There is a significant change in how software is developed over the last decade. Agile had been the buzzword over the last decade and probably is most significant of changes in software development to date. Now that the hype around Agile has been subsided, it is worth an effort to understand what it is like post agile. Often we see Agile with a narrow perspective, limiting it to a few programming practices and nothing more. We also fail to notice the indirect influence and the larger impact of Agile over the last decade.

State of post Agile Software Development will have to be seen in multiple dimensions in order to really understand its impact:

  • Software Development & Life cycle tooling landscape has completely changed
  • Software Project management methods (apart from development method) have changed
  • Focus on Software craftsmanship
  • Re-imagined Technology stack

TOOLING It is very interesting to see the way tooling has been changed over the decade. I must say this is the area where most innovation has happened. Almost all the aspects of software tooling has been changed; from version control systems to functional testing software. Several new categories of tools have born, which we couldn't have imagined in 90s. Monolithic IDEs and tightly integrated eco systems are replaced with more specialized tools integrated via loose interfaces. Tools like GIT (distributed version control systems), Hudson (Continuous Integration Systems) are few examples of this change.

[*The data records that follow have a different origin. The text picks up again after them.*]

PR #28, opened 2026-08-29
Honor inline MAX_NUM_SEQS override

knapcio:
## Summary

- Preserve caller-exported MAX_NUM_SEQS across .env loading, using the launcher's existing override pattern.
- Add a dependency-free regression proving caller value 4 wins over a synthetic .env value 2.

## Why

The launcher documents caller exports as higher priority than .env, but MAX_NUM_SEQS was omitted from the capture/restore list. On a live benchmark restart, MAX_NUM_SEQS=4 ./start.sh restart silently launched vLLM with max-num-seqs 2 because .env contained the older deployment value. That makes launch tuning and benchmark reproduction misleading.

## Validation

- bash -n start.sh
- python3 tests/test_start_overrides.py
- git diff --check
- Live two-DGX-Spark restart with the existing image: generated command, vLLM parsed config, and both container environments reported max-seqs 4; health passed after 510 seconds; all 20 post-ready warmups including concurrency 3 and 4 passed; both ranks had zero restarts and no fatal, FSM, or CUDA OOM log matches.

The real .env was not read or changed.

### DIFF
--- a/start.sh
+++ b/start.sh
@@ -63,6 +63,7 @@ _cli_fused="${EXL3_FUSED_MOE-}"
 _cli_image="${IMAGE-}"
 _cli_util="${GPU_MEM_UTIL-}"
 _cli_lm="${LANGUAGE_MODEL_ONLY-}"
+_cli_max_num_seqs="${MAX_NUM_SEQS-}"
 set -a
 # shellcheck disable=SC1091
 source "$SCRIPT_DIR/.env"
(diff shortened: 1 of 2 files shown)


MiaAI-Lab (approved):
LGTM — merge.

Caller exports already beat `.env` for the `_cli_*` allowlist; `MAX_NUM_SEQS` was the hole that made `MAX_NUM_SEQS=4 ./start.sh restart` launch with 2. Same capture/restore as the other knobs, and both ranks already take the restored value via docker `-e`.

Checked: unpatched `main` still prints 2; the new regression prints 4. `bash -n start.sh` is clean. Live two-node restart in the PR body already covered generated command, parsed config, both container envs, health, and C=3/4 warmups.

Not this PR: the same allowlist still misses other launch knobs (`DFLASH_TOKENS`, `MAX_MODEL_LEN`, `MAX_NUM_BATCHED_TOKENS`, `CG_ESTIMATE`).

While agile methods initially focused on changes related to software programming practices; over the time they went beyond. New ways of project management, new ways of testing have extended the focus much beyond. According to "State of Agile Development" survey in 2011 (, 80% of the organizations are using agile practices. That number sure tells a little about the adoption of agile methods and its impact. 

Thinking about Software craftsmanship is not very surprising given the agile method's focus on people. In order to be successful, almost all the agile methods needs skill maturity in people, hence the stress on craftsmanship. Craftsmanship needs a learning organization & people and the focus on quality of work. Mentoring, a standardized toolbox, familiarity with tools is essential for a developer/tester to be a craftsman. 

Last but not least, Technology stack also has been changing to fit the agile practices. Languages like Ruby, Groovy, frameworks like Rails and Grails and NoSQL databases have brought-in fundamental changes to reflect agile practices. Test cases integrated to the programming frameworks is not something one could have thought of a decade ago. Conventions over configuration, method missing and other such features have evolved to keep up with the expectations of agile practices.

Most software development shops look at the impact of Agile in silos. For example, technology groups focus on agile tools and stack, but not methods. Process & Quality groups focus on methods but have neither have clue on tools nor the technology stacks. Craftsmanship is ignored altogether. Looking at impact together in all dimensions (across tools, stack, craftsmanship and methods) is half the work done. Aligning the team to fully benefit from the agile is the other half, which is probably the most difficult part.